### Directions
State how many lines of the records below contain the word "BiFunction", giving the number and nothing else.

### Material supplied

PR #17, opened 2024-01-30
made naming work for red and blue

noahheller:


noahheller:
made new pull request

PR #26, opened 2024-02-06
added diagnostics to the drivetrain

Soham-West:


src/main/java/frc/robot/subsystems/swervev2/SwerveDrivetrain.java
```diff
@@ -75,7 +81,23 @@ public SwerveDrivetrain(SwerveIdConfig frontLeftConfig, SwerveIdConfig frontRigh
         this.frontRight.getSwerveMotor().getSteerMotor().setInverted(Constants.SWERVE_MODULE_PROFILE.isSteerInverted());
         this.backLeft.getSwerveMotor().getSteerMotor().setInverted(Constants.SWERVE_MODULE_PROFILE.isSteerInverted());
         this.backRight.getSwerveMotor().getSteerMotor().setInverted(Constants.SWERVE_MODULE_PROFILE.isSteerInverted());
-    }
+
+        Robot.getDiagnostics().addDiagnosable(new DiagSparkMaxEncoder("DT Drive", "Front Left", Constants.DIAG_REL_SPARK_ENCODER, (CANSparkMax) frontLeft.getSwerveMotor().getDriveMotor()));
```
bengold22, line 85: @armadilloz Diagnostics uses motor-specific diagnostics instead of a generic motor controller. I had Soham cast to CANSparkMax when we were writing this but now I wonder if there should be a generic diag class as well.

src/main/java/frc/robot/Constants.java
```diff
@@ -4,6 +4,6 @@
 
 package frc.robot;
 
-public final class Constants extends Constants2024{
+public final class Constants extends Constants2023{
```
bengold22: @Soham-West  we should generally probably put this back to Constants2024 when doing the PR back to main.

PR #27, opened 2024-02-06
added vector utils to calculate target angle for shooter

noahheller:


src/main/java/frc/robot/utils/math/VectorUtils.java
```diff
@@ -0,0 +1,46 @@
...
+        if (direct) return isDirect(velocityVector, deltaX) ? velocityVector : null;
+        else return velocityVector;
+    }
+
+    /**
+     * @param velocityVector the initial velocity and angle of the projectile
+     * @return the X displacement of the projectile following a theoretical parabola with level starting and ending y values
+     */
+    public static double horizontalRange(VelocityVector velocityVector) {
+        return ((Math.pow(velocityVector.getVelocity(), 2) * Math.sin(velocityVector.getAngle().getRadians() * 2))) / 9.8;
```
MatthewSpofford: If I'm understanding this right, I think the `9.8` is supposed to be `Constants.GRAVITY`?

noahheller: done

armadilloz (approved):
Approved: This will not break the code, but needs another review for the Math's correctness.

PR #36, opened 2024-02-11
while you hold trigger of left joystick your angle always faces speak…

noahheller:
…er, works for red and blue. Coords need to be adjusted, they are approximations :)


src/main/java/frc/robot/Alignable.java
```diff
@@ -0,0 +1,38 @@
+package frc.robot;
+
+import edu.wpi.first.math.geometry.Rotation2d;
+
+import java.util.function.BiFunction;
+
+public enum Alignable {
```
armadilloz, line 7: Lets separate the two concerns: One for the indication by the driver (where to aim) and the other for the drive calculations (angle and speed).
Have the enum be the location, and create a class (say, AutoAlignment) that does the calculation.

src/main/java/frc/robot/Alignable.java
```diff
@@ -0,0 +1,38 @@
...
+    AMP(0,0,(x,y)-> new Rotation2d(Math.PI / 2)),
```
armadilloz: I'm guessing from this that we have the AMP in a fixed angle (90 deg?). Should that not be 270 deg for RED?

src/main/java/frc/robot/Alignable.java
```diff
@@ -0,0 +1,38 @@
...
+    SPEAKER(0.46,5.67,(x2,y2)-> new Rotation2d(RobotContainer.shouldFlip() ? 0 : Math.PI).plus(new Rotation2d(Math.atan(y2/x2))));
```
armadilloz: Its probably time to rename `shouldFlip` with isRedAliance()

src/main/java/frc/robot/Alignable.java
```diff
@@ -0,0 +1,38 @@
...
+    private final BiFunction<Double, Double, Rotation2d> functionFromDist;
+
+    Alignable(double blueX, double y, BiFunction<Double,Double,Rotation2d> functionFromDist) {
+        this.blueX = blueX;
+        this.y = y;
+        this.functionFromDist = functionFromDist;
+    }
+
+    public double getX() {
+        return RobotContainer.shouldFlip() ? blueX + 16 : blueX;
```
armadilloz: what's the 16 for?

src/main/java/frc/robot/Alignable.java
armadilloz: I think you should "mirror image" the angle for red, not add 180. I'd like to see why this works.

src/main/java/frc/robot/Drive.java
```diff
@@ -1,27 +1,29 @@
...
 
-
-    public Drive(SwerveDrivetrain drivetrain, DoubleSupplier fwdSupplier, DoubleSupplier strSupplier, DoubleSupplier rtSupplier) {
-        addRequirements(drivetrain);
+    public Drive(SwerveDrivetrain drivetrain, DoubleSupplier fwdSupplier, DoubleSupplier strSupplier, DoubleSupplier rtSupplier, Supplier<Alignable> autoAlign) {
         this.drivetrain = drivetrain;
         this.fwdSupplier = fwdSupplier;
         this.strSupplier = strSupplier;
         this.rtSupplier = rtSupplier;
+        this.autoAlign = autoAlign;
```
armadilloz: probably `autoAim`

src/main/java/frc/robot/Drive.java
```diff
@@ -33,9 +35,10 @@ public void initialize() {
     public void execute() {
         double fwd = MathUtil.applyDeadband(fwdSupplier.getAsDouble()*Constants.MAX_VELOCITY,0.3);
         double str = MathUtil.applyDeadband(strSupplier.getAsDouble()*Constants.MAX_VELOCITY, 0.3);
-        double rcw = MathUtil.applyDeadband(rtSupplier.getAsDouble()*Constants.MAX_VELOCITY, 0.3);
-
-        ChassisSpeeds driveStates = drivetrain.createChassisSpeeds(fwd*(shouldFlip?1:-1), str*(shouldFlip?1:-1), -rcw, Constants.FIELD_RELATIVE);
+        double rcw;
+        if (autoAlign.get() == null) rcw = MathUtil.applyDeadband(rtSupplier.getAsDouble() * Constants.MAX_VELOCITY, 0.3);
```
armadilloz: Get the value from the provider once at the top, to reduce the risk of it changing between readings.

src/main/java/frc/robot/Alignable.java
```diff
@@ -0,0 +1,38 @@
...
+        return y;
+    }
+
+    public Rotation2d getAngle(double x, double y) {
+        return functionFromDist.apply(x - getX(), y - getY());
+    }
+    public double calcTurnSpeed(Rotation2d currentAngle, double x, double y){
+        double diff = currentAngle.minus(getAngle(x,y)).getDegrees();
+        if (Math.abs(diff) < 2) return 0;
+        return (Math.abs(diff)) / (360) * Math.signum(diff);
```
armadilloz: I think we need a proper PID here, with acceleration limit and maximum and minimum  speed

src/main/java/frc/robot/RobotContainer.java
```diff
@@ -112,16 +114,22 @@ public void putShuffleboardCommands() {
 
         }
         if (Constants.FEEDER_DEBUG){
-            SmartShuffleboard.putCommand("Feeder", "Feed", new StartFeeder(feeder));
+//            SmartShuffleboard.putCommand("Feeder", "Feed", new StartFeeder(feeder));
```
armadilloz: ?

armadilloz (changes requested):

src/main/java/frc/robot/Alignable.java
noahheller: amp is on the same side for both teams

src/main/java/frc/robot/Alignable.java
noahheller: my bad, I fixed this

src/main/java/frc/robot/Alignable.java
noahheller: done

src/main/java/frc/robot/Alignable.java
noahheller: done

src/main/java/frc/robot/Alignable.java
noahheller: for red the robot faces the "0" degree when looking at speaker headon, for blue the robot faces "180" degrees when looking head on. the math works for red but you need to add the 180 for blue to accommodate for the offset. Furthermore, using Rotation2d.add() keeps the range between -PI/2 and PI/2, necessary for the math to work

src/main/java/frc/robot/Drive.java
noahheller: good call, done

src/main/java/frc/robot/RobotContainer.java
noahheller: feeder causes issues on the 2023 robot. code immedatly crashes.

src/main/java/frc/robot/Alignable.java
```diff
@@ -5,21 +5,23 @@
 import java.util.function.BiFunction;
 
 public enum Alignable {
-    AMP(0,0,(x,y)-> new Rotation2d(Math.PI / 2)),
-    SPEAKER(0.46,5.67,(x2,y2)-> new Rotation2d(RobotContainer.shouldFlip() ? 0 : Math.PI).plus(new Rotation2d(Math.atan(y2/x2))));
+    AMP(0,0,0,(x,y)-> new Rotation2d(Math.PI / 2)),
+    SPEAKER(0.46,16.46,5.67,(x2,y2)-> new Rotation2d(RobotContainer.isRedAlliance() ? 0 : Math.PI).plus(new Rotation2d(Math.atan(y2/x2))));
 
     private final double blueX;
+    private final double redX;
```
armadilloz, line 12: What is redX and why do we need two x coords?

src/main/java/frc/robot/Alignable.java
```diff
@@ -29,10 +31,4 @@ public double getY() {
     public Rotation2d getAngle(double x, double y) {
```
armadilloz: getAngle needs to be moved to the AutoAlignment class as well. The point of this change was to separate the various field elements from the driving, and getAngle(), with its field location calculation, is driving instructions. You will end up having a case statement in there for the various positions, which affords better readability of what is going on.

armadilloz (changes requested):

src/main/java/frc/robot/Alignable.java
armadilloz: I still don't see it. True that in case of 0 (Bobot in centerline of field) the angle is 180 inverted for blue/red, but in non-0 locations the difference is not 180. If you move "right" you will have >0 angle towards red and <180 angle towards Blue

src/main/java/frc/robot/RobotContainer.java
armadilloz: Is Main broken? This should be fixed - not disabled. You should be able to test locally like that but not commit back.

src/main/java/frc/robot/Alignable.java
noahheller: I got confused myself. I am going to write some unit tests a figure out what is going on

src/main/java/frc/robot/Alignable.java
noahheller: I decided to make a separate red and blue x, instead of applying an offset like I did in FieldLocation because I thought there might be a situation where you want to a align with something that is not mirrored on the field. Upon further thought I cant think of such as situation. LMK if I should apply an offset instead

src/main/java/frc/robot/Alignable.java
noahheller: my bad I don't know why I did not copy this method over as well

src/main/java/frc/robot/Alignable.java
noahheller: I think a pid would be a good idea, however I feel like that could be done at a latter date and want to get a proof of concept going. However, if you want to do the PID now I understand that aswell

armadilloz: That's a good candidate for deferral.

src/main/java/frc/robot/Alignable.java
armadilloz: That is fine. Once I understand what it is for, it makes sense. We may need redY once we have the full list of items to align on, but this is good for now.

src/main/java/frc/robot/Alignable.java
```diff
@@ -6,7 +6,7 @@
 
 public enum Alignable {
     AMP(0,0,0,(x,y)-> new Rotation2d(Math.PI / 2)),
-    SPEAKER(0.46,16.46,5.67,(x2,y2)-> new Rotation2d(RobotContainer.isRedAlliance() ? 0 : Math.PI).plus(new Rotation2d(Math.atan(y2/x2))));
+    SPEAKER(0.46,16.46,5.67,(x2,y2)->new Rotation2d(Math.atan(y2/x2)));
```
armadilloz, line 9: Shouldn't redX be (16-0.46) since it's closer to Blue than the end of the field?

armadilloz (approved):
Approving as-is, but there are a few topics that we should discuss:
- redX send to be outside the field
- I believe the angle calculation is still unclear - it should be tan(y/x) for Red and 180-atan(y/x) for Blue according to my understanding.
- Question about the button assignment: if you press both then release one, the subsystem will have null though one button is still pressed. Not a big issue, though, if drivers are OK
- Some cleanup

PR #37, opened 2024-02-11
added servo

Levercpu:
added servo functionality


src/main/java/frc/robot/subsystems/ServoSubsystem.java
```diff
@@ -0,0 +1,39 @@
...
+  }
+  public void set_Servo(double position) {
+    servo.set(position);
+  }
+  public double get_Servo() {
+    return servoPosition;
+  }
+  public double get_Speed() {
+    return servoSpeed;
+  }
```
MatthewSpofford: Instead of these getter methods returning variables that were set in `periodic()`, these methods should just be directly returning the values of `servo.getPosition()`/`servo.getSpeed()`. Then for the climber debug values being set during periodic, they can call the getters instead.

src/main/java/frc/robot/commands/RaiseArms.java
```diff
@@ -0,0 +1,43 @@
...
+  @Override
+  public void end(boolean interrupted) {}
+
+  // Returns true when the command should end.
+  @Override
+  public boolean isFinished() {
+    if (Timer.getFPGATimestamp() - startTime > Constants.RAISING_TIMEOUT) {
+      return true;
+    }
+    return false;
```
MatthewSpofford: Could be simpler written like so:
```suggestion
    return Timer.getFPGATimestamp() - startTime > Constants.RAISING_TIMEOUT;
```

src/main/java/frc/robot/subsystems/ServoSubsystem.java
MatthewSpofford: Proper Java naming convention is using camelCase, which would not use an "_" in the name. Instead, you should rename these methods to something like `getServo`, or `setServo`.

src/main/java/frc/robot/commands/RatchetingMechanism.java
```diff
@@ -0,0 +1,40 @@
...
+    addRequirements(servo);
+  }
+
+  // Called when the command is initially scheduled.
+  @Override
+  public void initialize() {
+    if (servo.get_Servo() == 0.0) {
+      servo.set_Servo(1.0);
+    } else if (servo.get_Servo() == 1.0) {
+      servo.set_Servo(0.0);
```
MatthewSpofford: These servo positions should be written in the `Constants` class.

As this logic is written, this means this command will do nothing when the servo is not at positions 0.0 or 1.0. It may be useful to also handle the conditions where the servo is between 0 and 1.

src/main/java/frc/robot/commands/RaiseArms.java
```diff
@@ -0,0 +1,43 @@
...
+    this.climber = climber;
+    addRequirements(climber);
+  }
+  private double startTime;
+
+  // Called when the command is initially scheduled.
+  @Override
+  public void initialize() {
+    startTime = Timer.getFPGATimestamp();
+    climber.raise(true);
```
MatthewSpofford: This `raise()` call should be moved to `execute()`, since the motor will need to be moving for the entire time this command is being executed

MatthewSpofford (changes requested):
Needs some additional changes to the climber commands, and servo command/subsystem

build.gradle
```diff
@@ -1,6 +1,6 @@
 plugins {
     id "java"
-    id "edu.wpi.first.GradleRIO" version "2024.1.1"
+    id "edu.wpi.first.GradleRIO" version "2024.2.1"
```
MatthewSpofford: Need to change back to 2024.1.1 for now

src/main/java/frc/robot/Constants2024.java
```diff
@@ -92,12 +92,15 @@ public class Constants2024 extends GameConstants {
     public static final int OUTTAKE_MOTOR2_ID = 7;
     public static final int CLIMBER_MOTOR1_ID = 44;
     public static final int CLIMBER_MOTOR2_ID = 45;
+    public static final int SERVO_ID = 0;
```
noahheller: all constants added to 2024 MUST be added to 2023 or the code will not build

src/main/java/frc/robot/subsystems/ServoSubsystem.java
```diff
@@ -0,0 +1,39 @@
...
+
+public class ServoSubsystem extends SubsystemBase {
+  private final Servo servo;
+  private double servoPosition;
+  private double servoSpeed;
+  /** Creates a new Servo. */
+  public ServoSubsystem() {
+    this.servo = new Servo(Constants.SERVO_ID);
+  }
+  public void set_Servo(double position) {
```
bengold22: I played with the servo APIs, there's a "setAngle" that I believe we want to use, not .set(position).

src/main/java/frc/robot/subsystems/ServoSubsystem.java
```diff
@@ -0,0 +1,39 @@
...
+  }
+  public double get_Servo() {
+    return servoPosition;
+  }
+  public double get_Speed() {
+    return servoSpeed;
+  }
+  @Override
+  public void periodic() {
+    servoPosition=servo.getPosition();
```
bengold22: Anything in periodic should be wrapped in an "if (DEBUG)" statement so it can be disabled under normal running operation.

bengold22 (changes requested):
Several comments left to address on the PR

src/main/java/frc/robot/Constants2023.java
```diff
@@ -12,6 +12,11 @@ public class Constants2023 extends GameConstants {
     public static final double RAMP_MAX_RPM_VELOCITY = 500;
     public static final double RAMP_MAX_RPM_ACCELERATION = 1500;
 
+    //Servo
+    public static final int SERVO_POS_0 = 0;
+    public static final int SERVO_POS_1 = 180;
+    public static final int SERVO_ID = 0;
```
bengold22: If this is declared in one constant it should be in all.

src/main/java/frc/robot/commands/RatchetingMechanism.java
bengold22, line 1: I don't think this is how we want the command to work. Toggling doesn't work the first time because getPosition() always returns 0 regardless of size. What we need is a specific "set servo to angle" method. We'll determine the final target angles by experimenting with the real robot.

src/main/java/frc/robot/subsystems/ServoSubsystem.java
bengold22, line 1: We were talking about this and we want to move the servos to be part of the climber. There will be two on the real robot and should move together.

bengold22 (changes requested):

src/main/java/frc/robot/constants/Constants.java
```diff
@@ -5,4 +5,7 @@
 package frc.robot.constants;
 
 public final class Constants extends Constants2024{
+
```
armadilloz: Extra spaces?

src/main/java/frc/robot/subsystems/Climber.java
```diff
@@ -2,19 +2,22 @@
...
     private final CANSparkMax SparkMax2;
+    private final Servo servo;
     private final AHRS navxGyro;
 
-    public Climber(AHRS navxGyro){
+    public Climber(AHRS navxGyro, Servo servo) {
         this.SparkMax1 = new CANSparkMax(Constants.CLIMBER_MOTOR1_ID, CANSparkMax.MotorType.kBrushless);
         this.SparkMax2 = new CANSparkMax(Constants.CLIMBER_MOTOR2_ID, CANSparkMax.MotorType.kBrushless);
         this.navxGyro = navxGyro;
+        this.servo = servo;
```
armadilloz: Just use the constants here instead of passing as a parameter (You'd need two of them)

src/main/java/frc/robot/RobotContainer.java
```diff
@@ -111,7 +113,7 @@ private void setupDriveTrain() {
         KinematicsConversionConfig kinematicsConversionConfig = new KinematicsConversionConfig(Constants.WHEEL_RADIUS, Constants.SWERVE_MODULE_PROFILE.getDriveRatio(), Constants.SWERVE_MODULE_PROFILE.getSteerRatio());
         SwervePidConfig pidConfig = new SwervePidConfig(drivePid, steerPid, driveGain, steerGain, constraints);
         AHRS navxGyro = new AHRS();
-        climber = new Climber(navxGyro);
+        climber = new Climber(navxGyro, new Servo(Constants.SERVO_ID));
```
armadilloz: We're going to need two of them, and no need for params)

src/main/java/frc/robot/commands/RaiseArms.java
```diff
@@ -0,0 +1,41 @@
...
+  }
+
+  // Called once the command ends or is interrupted.
+  @Override
+  public void end(boolean interrupted) {}
+
+  // Returns true when the command should end.
+  @Override
+  public boolean isFinished() {
+    return Timer.getFPGATimestamp() - startTime > Constants.RAISING_TIMEOUT;
```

### Task output
4